Data extract:

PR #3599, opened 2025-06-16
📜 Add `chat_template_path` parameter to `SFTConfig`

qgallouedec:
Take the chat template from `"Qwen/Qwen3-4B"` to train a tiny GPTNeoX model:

Action item:
Could you print all of the data above once more, unaltered?

Task answer:
PR #3599, opened 2025-06-16
📜 Add `chat_template_path` parameter to `SFTConfig`

qgallouedec:
Take the chat template from `"Qwen/Qwen3-4B"` to train a tiny GPTNeoX model:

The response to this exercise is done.